A relatively small triangular bone graft is used, as the graft does not need to be as large as when a Salter osteotomy alone is performed. We have noted the difference in graft size required when a specific acetabular rotation procedure is selected, noting that a Salter procedure requires a relatively large triangular graft,20 a triple procedure requires a graft that is only half the size of that for a typical Salter procedure,32,37,38 with the Ganz acetabular osteotomy requiring no graft at all.40 The principle is that with rotation at 3 sites, iliac rotation is limited.
Once the graft has been placed, temporary Kirschner wires are used to position the acetabular fragment followed by image intensification analysis of acetabular position. The sourcil should be horizontal, and one can image the opposite hip to compare the position. The ischial spine should not be unusually prominent; as such prominence suggests iatrogenic acetabular retroversion. The femoral head should be well covered with a center-edge angle of approximately 30 degrees, but one should avoid excessive acetabular rotation, which might lead to protrusio acetabuli with a risk for late impingement.
The osteotomy is then permanently fixed with threaded Kirschner wires or 4.5 mm diameter fully threaded A-O screws. Using fully threaded screws prevents excessive compression at the osteotomy site, which may cause you to lose coverage by pulling the distal fragment upward. In older children, one can use a screw to fix the pubic osteotomy or A-O reconstruction plate to avoid hip spica use. In younger children, we put the patient in a hip spica for 6 weeks to avoid the risk for pseudarthrosis.
Advanced containment methods provide a good option for treatment of Perthes disease in an older child with severe femoral head involvement. Combining proximal femoral osteotomy with Salter osteotomy seems a good choice for most centers, as children's orthopaedic surgeons are generally familiar with the procedures and can easily combine them.

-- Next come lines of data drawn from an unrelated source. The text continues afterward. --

PR #431, opened 2019-04-09
Add: Expose the validation state fields.

nc6:
We need these because the validation state is used to integrate with the
protocol.


ruhatch (approved):
LGTM!

Issue #124, opened 2018-11-12
Add validation rule to enforce a maximum size on `Attribute` values


ruhatch:
Right now `Attributes` can be used to bloat blockchain payloads with unnecessary data. People are actually using it to upload images and text, so this is a known exploit. We could add a protocol parameter to `BlockVersionData` (or whatever that gets named).

mdimjasevic:
Was there a discussion with a conclusion that a cap should be put? If so, please add a reference to it.

PR #434, opened 2019-04-09
Add UTxO and Update to mainnet tests

### LINKED ISSUE #164: Integrate chain validation with real update interface
Replace comparison with genesis BlockVersionData with calls through to the ledger's update interface.

ruhatch:
Closes #164 

Also imposes some limits on `Attributes` in `ExtraBlockData`, `ExtraHeaderData`, and `ProposalBody`. Only remaining `Attributes` are in `Tx` and `Address`, but these have been used on the chain. We must investigate what we can cap these at. This is part of #124.


mhuesch (dismissed):
LGTM, though I went fast.

src/Cardano/Chain/Block/Validation.hs
```diff
@@ -271,58 +332,203 @@ updateChainBoundary cvs bvd = do
...
-    blockLength b <= maxBlockSize `orThrowError` ChainValidationBlockTooLarge
+  blockLength b <= maxBlockSize `orThrowError` ChainValidationBlockTooLarge
+
+  -- Validate the block attributes size
+  length attributes == 0 `orThrowError` ChainValidationBlockAttributesTooLarge
 
   -- Validate the delegation payload signature
-  proofDelegation (blockProof b) == hash (const () <$> blockDlgPayload b)
+  proofDelegation (blockProof b)
+    == hashDecoded (blockDlgPayload b)
```
mhuesch, line 371: Does this correspond to `verify vkd [[bCerts b]] (bhDlgSig bh)` in the spec (Figure 20 of blockchain-spec)? I'm wondering how to account for the lack of checking the signature of `vkd`.

src/Cardano/Chain/Block/Validation.hs
```diff
@@ -271,58 +332,203 @@ updateChainBoundary cvs bvd = do
...
-
-  pure $ cvs
-    {cvsDelegationState = delegationState'}
+    DI.updateDelegation delegationEnv delegationState certificates
+      `wrapError` ChainValidationDelegationSchedulingError
+
+  -- Validate the transaction payload proof
+  proofTxp (blockProof b)
+    == recoverTxProof (blockTxPayload b)
+    `orThrowError` ChainValidationUTxOProofError
```
mhuesch, line 382: Same confusion, about where we actually check signatures, as above.

src/Cardano/Chain/Block/Validation.hs
```diff
@@ -271,58 +332,203 @@ updateChainBoundary cvs bvd = do
...
+        protocolMagic
+        (UPI.adoptedProtocolParameters updateState)
+        utxo
+        txs
+      `wrapError` ChainValidationUTxOValidationError
+
+  -- Validate the update payload proof
+  proofUpdate (blockProof b)
+    == hashDecoded (blockUpdatePayload b)
+    `orThrowError` ChainValidationUpdateProofError
```
mhuesch, line 396: Same as above 2 signature check confusions.

src/Cardano/Chain/Delegation/Validation/Scheduling.hs
```diff
@@ -0,0 +1,133 @@
...
+  delegate        = mkStakeholderId $ pskDelegatePk cert
+
+  delegationEpoch = pskOmega cert
+
+  activationSlot  = addSlotNumber (kSlotSecurityParam k) currentSlot
+
+  delegatesThisSlot sd =
+    sdSlot sd == activationSlot && sdDelegator sd == delegator
+
+  delegation = ScheduledDelegation activationSlot delegator delegate
```
mhuesch, line 133: 🎉 nicely written

test/test.hs
```diff
@@ -50,9 +49,8 @@ main = do
     , Test.Cardano.Chain.Txp.CBOR.tests scenario
     , Test.Cardano.Chain.Txp.Compact.tests scenario
     , Test.Cardano.Chain.Txp.Json.tests scenario
-    , Test.Cardano.Chain.Txp.Validation.tests scenario
     , Test.Cardano.Chain.Update.CBOR.tests scenario
     , Test.Cardano.Chain.Update.Json.tests scenario
     , Test.Cardano.Chain.Update.Properties.tests scenario
-    , Test.Cardano.Chain.Block.Validation.Spec.tests scenario
+    -- , Test.Cardano.Chain.Block.Validation.Spec.tests scenario
```
mhuesch, line 55: Intentional?

mhuesch (approved):
LGTM - wrote a few comments and questions

src/Cardano/Chain/Block/Validation.hs
```diff
@@ -337,37 +543,90 @@ updateBlock
...
+
+  BodyState { utxo, updateState, delegationState } <- updateBody bodyEnv bs b
+
+  pure $ cvs
+    { cvsLastSlot     = blockSlot b
+    , cvsPreviousHash = Right $ blockHashAnnotated b
+    , cvsUtxo         = utxo
+    , cvsUpdateState  = updateState
+    , cvsDelegationState = delegationState
+    }
```
mhuesch, line 573: Looks like a match with the spec, although the PBFT rule is omitted. That's because it's still in the works, right?

src/Cardano/Chain/Block/Validation.hs
```diff
@@ -271,58 +332,203 @@ updateChainBoundary cvs bvd = do
...
+  -- Update the update state
+  updateState' <-
+    UPI.registerUpdate updateEnv updateState updateSignal
+      `wrapError` ChainValidationUpdateError
+
+  pure $ BodyState
+    { utxo        = utxo'
+    , updateState = updateState'
+    , delegationState = delegationState'
+    }
```
mhuesch, line 407: Besides the above comments, this seems to match the blockchain-spec 👍

mhuesch (commented):
(repost comments which I edited from my first review, which made the order of events confusing)

src/Cardano/Chain/Block/Validation.hs
ruhatch: Yeah, I think that's a mistake in the spec and I added it to an issue in `cardano-ledger-specs`. It's always been a hash check, rather than a signature.

test/test.hs
ruhatch: Yeah, there are some issues surrounding these tests that I don't want to dive into now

Triple innominate osteotomy provides a progressively more attractive option, as it allows relatively complete coverage of the femoral head (unlike the Salter osteotomy) while avoiding the risks of VO of the femur. Other methods for older children with more severe head involvement include shelf acetabuloplasty,41 joint distraction,42 and femoral head and neck osteochondroplasty.43 Advanced containment methods for older LCP patients with severe involvement will continue to evolve, as we gain a further understanding of this fascinating orthopaedic disease.